The folded Valley and Ridge Province is part of foreland and miogeoclinal sedimentary sequences. Deformation in this province grades from thrusts and tight to overturned folds in the east to more open, gently plunging folds to the west. The western side of this fold belt is bounded either by a thrust zone or by an escarpment that separates the steep dips of the fold belt from the gently warped, generally westward-dipping Upper Paleozoic strata of the plateau. The Appalachian (Allegheny + Cumberland) Plateau to the west contains mainly Mississippian to Permian beds that were uplifted without notable deformation.

The fold belt itself lies within a series of thrusts carried up onto the continent during the final closing of the Iapetus (pre-Atlantic) ocean as the African plate converged on the North American plate.
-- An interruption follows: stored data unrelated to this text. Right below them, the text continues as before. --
PR #1637, opened 2023-11-07
SONARPY-1498 Rule S6786: Python GraphQL introspection should be disabled

joke1196:


python-checks/src/main/java/org/sonar/python/checks/hotspots/GraphQLIntrospectionCheck.java
```diff
@@ -0,0 +1,123 @@
...
+
+  private static final String MESSAGE = "Disable introspection on this GraphQL server endpoint.";
+
+  @Override
+  public void initialize(Context context) {
+    context.registerSyntaxNodeConsumer(Tree.Kind.CALL_EXPR, GraphQLIntrospectionCheck::checkGraphQLIntrospection);
+  }
+
+  private static void checkGraphQLIntrospection(SubscriptionContext ctx) {
+    CallExpression callExpression = (CallExpression) ctx.syntaxNode();
```
maksim-grebeniuk-sonarsource, line 61: maybe if you already using the `var` keyword - it could be here as well?

python-checks/src/main/java/org/sonar/python/checks/hotspots/GraphQLIntrospectionCheck.java
```diff
@@ -0,0 +1,123 @@
...
+    .map(String::toUpperCase)
+    .anyMatch(name -> name.contains("INTROSPECTION"));
+
+  private static Predicate<List<Expression>> expressionsContainsSensitiveRuleFQN = expressions -> expressions.stream()
+    .map(TreeUtils::getSymbolFromTree)
+    .filter(Optional::isPresent)
+    .map(Optional::get)
+    .map(Symbol::fullyQualifiedName)
+    .filter(Objects::nonNull)
+    .anyMatch(SENSITIVE_VALIDATION_RULE_FQNS::contains);
```
maksim-grebeniuk-sonarsource, line 113: I like functional API in Java, and I'm trying to use it as much as possible but even for me it took some time to figure out what's going on here. It is up to you but maybe it will be easier to read the code if you will have just two methods to check the expressions, like:
```java
private static boolean isExpressionsNameContainIntrospection(List<Expression> expressions) {
    return expressions.stream()
      .map(GraphQLIntrospectionCheck::nameFromIndentifierOrCallExpression)
      .filter(Optional::isPresent)
      .map(Optional::get)
      .map(String::toUpperCase)
      .anyMatch(name -> name.contains("INTROSPECTION"));
  }
  
  private static boolean isExpressionsContainsSensitiveRuleFQN(List<Expression> expressions) {
    return expressions.stream()
      .map(TreeUtils::getSymbolFromTree)
      .filter(Optional::isPresent)
      .map(Optional::get)
      .filter(Objects::nonNull)
      .anyMatch(SENSITIVE_VALIDATION_RULE_FQNS::contains);
  }
  
  private static boolean isExpressionsNameContainIntrospectionOrContainsSensitiveRuleFQN(List<Expression> expressions) {
    return isExpressionsNameContainIntrospection(expressions) || isExpressionsContainsSensitiveRuleFQN(expressions);
  }
```

joke1196: I see so remove the `or` on line 75. And I guess not use a predicate in the `areArgumentsStafe` method

python-checks/src/main/java/org/sonar/python/checks/hotspots/GraphQLIntrospectionCheck.java
joke1196: I guess I will change the `var` to `Argument`

python-checks/src/main/java/org/sonar/python/checks/hotspots/GraphQLIntrospectionCheck.java
joke1196: With the change I had a bit more duplicate code as I had to treat empty list and empty `Optional` differently but I think the intent is quite clear now.

python-checks/src/main/java/org/sonar/python/checks/hotspots/GraphQLIntrospectionCheck.java
```diff
@@ -0,0 +1,133 @@
...
+  }
+
+  private static Optional<List<Expression>> extractArgumentValues(RegularArgument argument) {
+    return Optional.of(argument)
+      .map(RegularArgument::expression)
+      .flatMap(GraphQLIntrospectionCheck::expressionsFromListOrTuple);
+  }
+
+  private static Optional<List<Expression>> expressionsFromListOrTuple(Expression expression) {
+    return TreeUtils.toOptionalInstanceOfMapper(ListLiteral.class)
```
maksim-grebeniuk-sonarsource, line 97: the `TreeUtils. toOptionalInstanceOf` method could be used there

python-checks/src/main/java/org/sonar/python/checks/hotspots/GraphQLIntrospectionCheck.java
```diff
@@ -0,0 +1,133 @@
...
+      .apply(expression)
+      .map(ListLiteral::elements)
+      .map(ExpressionList::expressions)
+      .or(() -> TreeUtils.toOptionalInstanceOfMapper(Tuple.class)
```
maksim-grebeniuk-sonarsource, line 101: the `TreeUtils. toOptionalInstanceOf` method could be used there

python-checks/src/main/java/org/sonar/python/checks/hotspots/GraphQLIntrospectionCheck.java
```diff
@@ -0,0 +1,133 @@
...
+      .filter(Optional::isPresent)
+      .map(Optional::get)
+      .map(Symbol::fullyQualifiedName)
+      .filter(Objects::nonNull)
+      .anyMatch(SENSITIVE_VALIDATION_RULE_FQNS::contains);
+  }
+
+  private static Optional<String> nameFromIndentifierOrCallExpression(Expression expression) {
+    return Optional.ofNullable(TreeUtils.nameFromExpression(expression))
+      .or(() -> TreeUtils.toOptionalInstanceOfMapper(CallExpression.class)
```
maksim-grebeniuk-sonarsource, line 127: the `TreeUtils. toOptionalInstanceOf` method could be used there

python-checks/src/main/java/org/sonar/python/checks/hotspots/GraphQLIntrospectionCheck.java
```diff
@@ -0,0 +1,133 @@
...
+  @Override
+  public void initialize(Context context) {
+    context.registerSyntaxNodeConsumer(Tree.Kind.CALL_EXPR, GraphQLIntrospectionCheck::checkGraphQLIntrospection);
+  }
+
+  private static void checkGraphQLIntrospection(SubscriptionContext ctx) {
+    CallExpression callExpression = (CallExpression) ctx.syntaxNode();
+    Optional.ofNullable(callExpression.calleeSymbol())
+      .map(Symbol::fullyQualifiedName)
+      .filter(fqn -> GRAPHQL_VIEWS_FQNS.contains(fqn) &&
```
maksim-grebeniuk-sonarsource, line 63: I guess it could be split up by two `filter` method calls:
```java
.filter(GRAPHQL_VIEWS_FQNS::contains)
.filter(fqn -> hasSensitiveMiddlewares(callExpression.arguments()) || hasSensitiveValidationRules(callExpression.arguments())
```
or since you are working with the `callExpression` all the time - maybe we don't need to extract the symbol at all:
```java
Optional.of(callExpression)
  .filter(exp -> Optional.of(exp)
    .map(CallExpression::calleeSymbol)
    .stream()
    .allMatch(GRAPHQL_VIEWS_FQNS::contains)
  )
  .filter(exp -> hasSensitiveMiddlewares(callExpression.arguments()) || hasSensitiveValidationRules(callExpression.arguments()))
  .ifPresent(exp -> ctx.addIssue(exp, MESSAGE)
```

maksim-grebeniuk-sonarsource (approved):
LGTM, see a couple of minor small suggestions. They are mostly about code style, not logic, so feel free to ignore

python-checks/src/main/java/org/sonar/python/checks/hotspots/GraphQLIntrospectionCheck.java
joke1196: Yes good call thanks!

python-checks/src/main/java/org/sonar/python/checks/hotspots/GraphQLIntrospectionCheck.java
joke1196: The two filters make it clearer, thank you. I will keep the non-nested version though. I think the intent is still without the call expression being passed all the way down

python-checks/src/test/resources/checks/hotspots/graphQLIntrospection.py
```diff
@@ -0,0 +1,227 @@
+
```
guillaume-dequenne-sonarsource, line 1: _Nitpick:_ This seems unneeded.

python-checks/src/main/java/org/sonar/python/checks/hotspots/GraphQLIntrospectionCheck.java
```diff
@@ -0,0 +1,131 @@
...
+
+  private static final Set<String> GRAPHQL_VIEWS_FQNS = Set.of(
+    "flask_graphql.GraphQLView.as_view",
+    "graphql_server.flask.GraphQLView.as_view");
+
+  private static final Set<String> SENSITIVE_VALIDATION_RULE_FQNS = Set.of(
+    "graphene.validation.DisableIntrospection",
+    "graphql.validation.NoSchemaIntrospectionCustomRule");
+
+  private static final String MESSAGE = "Disable introspection on this GraphQL server endpoint.";
```
jdodinh, line 52: Maybe change this to: 
`private static final String MESSAGE = "Disable introspection on this \"GraphQL\" server endpoint."; `

python-checks/src/main/java/org/sonar/python/checks/hotspots/GraphQLIntrospectionCheck.java
```diff
@@ -0,0 +1,131 @@
...
+      .filter(Objects::nonNull)
+      .anyMatch(SENSITIVE_VALIDATION_RULE_FQNS::contains);
+  }
+
+  private static Optional<String> nameFromIndentifierOrCallExpression(Expression expression) {
+    return Optional.ofNullable(TreeUtils.nameFromExpression(expression))
+      .or(() -> TreeUtils.toOptionalInstanceOf(CallExpression.class, expression)
+        .map(CallExpression::callee)
+        .map(TreeUtils::nameFromExpression))
+      .filter(Objects::nonNull);
```
guillaume-dequenne-sonarsource, line 129: This doesn't seem to be needed.

python-checks/src/main/java/org/sonar/python/checks/hotspots/GraphQLIntrospectionCheck.java
```diff
@@ -0,0 +1,131 @@
...
+    return expressions.stream()
+      .map(TreeUtils::getSymbolFromTree)
+      .filter(Optional::isPresent)
+      .map(Optional::get)
+      .map(Symbol::fullyQualifiedName)
+      .filter(Objects::nonNull)
+      .anyMatch(SENSITIVE_VALIDATION_RULE_FQNS::contains);
+  }
+
+  private static Optional<String> nameFromIndentifierOrCallExpression(Expression expression) {
```
guillaume-dequenne-sonarsource, line 124: _Nitpick:_ typo in `Identifier` (extra n)

python-checks/src/main/java/org/sonar/python/checks/hotspots/GraphQLIntrospectionCheck.java
```diff
@@ -0,0 +1,131 @@
...
+    context.registerSyntaxNodeConsumer(Tree.Kind.CALL_EXPR, GraphQLIntrospectionCheck::checkGraphQLIntrospection);
+  }
+
+  private static void checkGraphQLIntrospection(SubscriptionContext ctx) {
+    CallExpression callExpression = (CallExpression) ctx.syntaxNode();
+    Optional.ofNullable(callExpression.calleeSymbol())
+      .map(Symbol::fullyQualifiedName)
+      .filter(GRAPHQL_VIEWS_FQNS::contains)
+      .filter(fqn -> hasSensitiveMiddlewares(callExpression.arguments()) ||
+        hasSensitiveValidationRules(callExpression.arguments()))
```
guillaume-dequenne-sonarsource, line 65: I think that the logical operator here should be `&&` rather than `||`. 
If either a middleware or a validation rule disables introspection, we should not raise an issue.

(Admittedly, the ticket says `When the .as_view(...) method is called on these classes, S6786 should be raised if there is no middleware or no validator that disables introspection.`, but looking at the RSPEC, it seems that the issue should be raised only if both are missing).

Note: Maybe instead of naming the methods `hasSensitiveMiddlewares`, we could consider having them named `doesNotHaveSafeMiddleware` and `doesNotHaveSafeValidationRule` to reflect more explicitly what the rule is looking for.

python-checks/src/main/java/org/sonar/python/checks/hotspots/GraphQLIntrospectionCheck.java
```diff
@@ -0,0 +1,131 @@
...
+import org.sonar.python.tree.TreeUtils;
+
+@Rule(key = "S6786")
+public class GraphQLIntrospectionCheck extends PythonSubscriptionCheck {
+
+  private static final Set<String> GRAPHQL_VIEWS_FQNS = Set.of(
+    "flask_graphql.GraphQLView.as_view",
+    "graphql_server.flask.GraphQLView.as_view");
+
+  private static final Set<String> SENSITIVE_VALIDATION_RULE_FQNS = Set.of(
```
guillaume-dequenne-sonarsource, line 48: I believe this should be `SAFE _VALIDATION_RULE_FQNS` as these are the validation rules that disable introspection.

python-checks/src/main/java/org/sonar/python/checks/hotspots/GraphQLIntrospectionCheck.java
```diff
@@ -0,0 +1,131 @@
...
+  private static boolean expressionsNameContainIntrospection(List<Expression> expressions) {
+    return expressions.stream()
+      .map(GraphQLIntrospectionCheck::nameFromIndentifierOrCallExpression)
+      .filter(Optional::isPresent)
+      .map(Optional::get)
+      .map(String::toUpperCase)
+      .anyMatch(name -> name.contains("INTROSPECTION"));
+  }
+
+  private static boolean expressionsContainsSensitiveRuleFQN(List<Expression> expressions) {
```
guillaume-dequenne-sonarsource, line 114: Here then this should probably be something like `expressionsContainsSafeRuleFQN`

python-checks/src/test/resources/checks/hotspots/graphQLIntrospection.py
```diff
@@ -0,0 +1,227 @@
...
+def flask_graphql_non_compliant(schema, some_middleware, introspection_middleware):
+    from flask_graphql import GraphQLView
+    from middleware import IntrospectionMiddleware, get_introspection_middleware
+
+    GraphQLView.as_view(  # Noncompliant {{Disable introspection on this GraphQL server endpoint.}}
+#   ^[el=+5;ec=5]
```
guillaume-dequenne-sonarsource, line 7: Are we sure we want to highlight the full call? This may be noisy (Not asking for a change, though - just asking).

jdodinh (changes requested):

guillaume-dequenne-sonarsource (changes requested):
Overall implementation looks good, but there seems to be some mismatch between the logic of the specification and the implementation.

python-checks/src/test/java/org/sonar/python/checks/hotspots/GraphQLIntrospectionCheckTest.java
```diff
@@ -0,0 +1,33 @@
...
+
+import java.util.Collections;
+import org.junit.jupiter.api.Test;
+import org.sonar.python.checks.utils.PythonCheckVerifier;
+
+class GraphQLIntrospectionCheckTest {
+
+  @Test
+  void test() {
+    PythonCheckVerifier.verify(Collections.singletonList("src/test/resources/checks/hotspots/graphQLIntrospection.py"), new GraphQLIntrospectionCheck());
```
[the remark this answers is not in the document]
joke1196: None really

python-checks/src/main/java/org/sonar/python/checks/hotspots/GraphQLIntrospectionCheck.java
joke1196: This was the message in the RSPEC so not sure if I should change it...

python-checks/src/main/java/org/sonar/python/checks/hotspots/GraphQLIntrospectionCheck.java
```diff
@@ -0,0 +1,131 @@
...
+  }
+
+  private static boolean hasSensitiveMiddlewares(List<Argument> arguments) {
+    RegularArgument argument = TreeUtils.argumentByKeyword("middleware", arguments);
+    if (argument == null) {
+      return true;
+    }
+    return extractArgumentValues(argument)
+      .map(values -> values.isEmpty() || expressionsNameContainIntrospection(values))
+      .orElse(false);
```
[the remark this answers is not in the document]
joke1196: Yes you are right I did it the wrong way infact

python-checks/src/test/resources/checks/hotspots/graphQLIntrospection.py
joke1196: I was not sure the ticket said the method `as_view`. I guess it would be enough to highlight the name only

python-checks/src/main/java/org/sonar/python/checks/hotspots/GraphQLIntrospectionCheck.java
guillaume-dequenne-sonarsource: I think it's about the fact that we want to consistently highlight code in issue messages. That said, I can't (again) remember where this is supposed to be written, nor whether it should be backticks or double quotes...

joke1196: I would think here that GraphQL is just a brand. I am not sure I would consider it code. I.e. if it was Disable introspection on this Spring server endpoint. not sure I would highlight it. I can still make the change. The double quotes is the way to go.

python-checks/src/test/resources/checks/hotspots/graphQLIntrospection.py
```diff
@@ -0,0 +1,269 @@
...
+        schema=schema,
+        graphiql=True,
+        validation_rules=[SafeRule, some_rule]
+    )
+
+    GraphQLView.as_view( 
+        name="introspection",
+        schema=schema,
+        graphiql=True,
+        validation_rules=[OtherSensitiveRule, some_rule]
```
jdodinh, line 159: Maybe rename this to `OtherSafeRule`?

python-checks/src/test/resources/checks/hotspots/graphQLIntrospection.py
```diff
@@ -0,0 +1,269 @@
...
+        graphiql=True,
+        validation_rules=[SafeRule, some_rule]
+    )
+
+    GraphQLView.as_view( 
+        name="introspection",
+        schema=schema,
+        graphiql=True,
+        validation_rules=[introspection_rule]
+    )
```
jdodinh, line 269: Maybe it would also be useful to have a test case where we have both of the keyword arguments in the `as_view()` function call, and combine cases of these arguments containing compliant and non_compliant classes and methods?

jdodinh (approved):
LGTM! Well done on the fix of the logic, and the clarity of the code. Just left a few minor comments, otherwise it all looks good :)

python-checks/src/test/java/org/sonar/python/checks/hotspots/GraphQLIntrospectionCheckTest.java
```diff
@@ -19,15 +19,16 @@
...
+
 import org.junit.jupiter.api.Test;
 import org.sonar.python.checks.utils.PythonCheckVerifier;
 
 class GraphQLIntrospectionCheckTest {
 
   @Test
   void test() {
-    PythonCheckVerifier.verify(Collections.singletonList("src/test/resources/checks/hotspots/graphQLIntrospection.py"), new GraphQLIntrospectionCheck());
+    PythonCheckVerifier.verify(List.of("src/test/resources/checks/hotspots/graphQLIntrospection.py"), new GraphQLIntrospectionCheck());
```
guillaume-dequenne-sonarsource, line 31: In fact I don't think you even need the list at all. This API works both with a single path an with a list of paths.
With a list, it will create a project symbol table for all the files, but this is unneeded for a single file.

python-checks/src/main/java/org/sonar/python/checks/hotspots/GraphQLIntrospectionCheck.java
```diff
@@ -61,31 +61,32 @@ private static void checkGraphQLIntrospection(SubscriptionContext ctx) {
...
     RegularArgument argument = TreeUtils.argumentByKeyword("middleware", arguments);
     if (argument == null) {
-      return true;
+      return false;
     }
+
     return extractArgumentValues(argument)
-      .map(values -> values.isEmpty() || expressionsNameContainIntrospection(values))
-      .orElse(false);
+      .map(values -> !values.isEmpty() && expressionsNameContainIntrospection(values))
```
guillaume-dequenne-sonarsource, line 76: Here we check for expression names (and I think it's good), but the ticket mentions class and method names.
So I guess something like:

```

    class IntrospectionCustomMiddleware:
        ...
    my_custom_middleware = IntrospectionCustomMiddleware()

    GraphQLView.as_view(
            name="introspection",
            schema=schema,
            graphiql=True,
            middleware=[my_custom_middleware]
        )
```
should not raise an issue, but it does.

(Same thing applies to validation rules)
Sorry this was missed in the first review...

guillaume-dequenne-sonarsource (commented):
Updated logic looks good!
I notice there is a safe case that may not be covered by the rule yet. Not sure if we want to address it in this PR, or merge this PR and address it in a later one. Let's discuss this.

python-checks/src/main/java/org/sonar/python/checks/hotspots/GraphQLIntrospectionCheck.java
joke1196: Yes, no worries do you think it is enough to check the runtime type for this one? I will do an implementation for this I guess some other cases would then miss and I will create a ticket. i.e. for the case where a method returns safe middleware.

guillaume-dequenne-sonarsource: I think checking runtime time is enough indeed!
The case where a method not named `introspection` returns a safe middleware would probably be too complex for a rule like this one, I don't think we need to cover it.

python-checks/src/test/resources/checks/hotspots/graphQLIntrospection.py
```diff
@@ -87,6 +87,28 @@ def compliant_import():
...
+            name="introspection",
+            schema=schema,
+            graphiql=True,
+            middleware=[my_custom_middleware]
+        )
+
+    def create_middleware():
+        return IntrospectionCustomMiddleware()
+
+    # FP this should be fixed with SONARPY-1554
```
guillaume-dequenne-sonarsource, line 104: I think we can just accept the FP without a ticket here: it doesn't look like something we'll really want to solve anytime soon.

python-checks/src/main/java/org/sonar/python/checks/hotspots/GraphQLIntrospectionCheck.java
```diff
@@ -104,8 +107,11 @@ private static Optional<List<Expression>> expressionsFromListOrTuple(Expression
   }
 
   private static boolean expressionsNameContainIntrospection(List<Expression> expressions) {
-    return expressions.stream()
-      .map(GraphQLIntrospectionCheck::nameFromIdentifierOrCallExpression)
+    Stream<Optional<String>> expressionsNameAndType = Stream.concat(expressions.stream()
+      .map(GraphQLIntrospectionCheck::nameFromIdentifierOrCallExpression), 
+      expressions.stream().map(GraphQLIntrospectionCheck::nameOfType) );
```
guillaume-dequenne-sonarsource, line 112: Extra space here before parenthesis?

guillaume-dequenne-sonarsource (approved):
LGTM!
Left very minor comments, no blocker for merging.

Although earlier orogenic events during the Taconic (Ordovician) and Acadian (Devonian) stages of Appalachian history had affected the region, the activity that produced the folding we see today happened during the Alleghenian (Permian) orogeny. All three orogenies produced slices of basement and overlying sedimentary crust that moved as allochthons along decollements (slip zones) in several lower viscosity units (e.g., the Rome Formation in the southern Appalachians). Foreshortening of the crust during the Alleghenian orogeny amounted to 60 to 80 km or more.

Figure T-11.5
Figure T-11.5

The Appalachian landscapes clearly demonstrate the relation of tectonics and structure to geomorphology. The topographic expression of four structural units is readily apparent in the low-Sun-angle Landsat view of the southern Appalachians of Tennessee/North Carolina around Asheville and the Great Smokies (Figure T-11.4). The Valley and Ridge fold belt (upper left corner) shows the effects of differential erosion on beds of differing hardness. The long linear ridges are etched out of steeply dipping sandstone units that are resistant to erosion. The broad exposure of carbonates in the Great Valley, just southeast of the fold ridges, reveals the continuation of the strong folding, but the more uniformly resistant lithology gives rise to much more subdued, low-relief ridges whose zig-zag patterns reveal tight plunging folds. Diagonally across the scene is the mountainous terrain (including the Great Smokies) that is an extension of the Blue Ridge of Virginia. This province is bounded on the southeast by the Brevard fault zone that separates it from the western Piedmont (lower right corner), a complexly dissected terrain marked by low hills grading to rolling country farther eastward.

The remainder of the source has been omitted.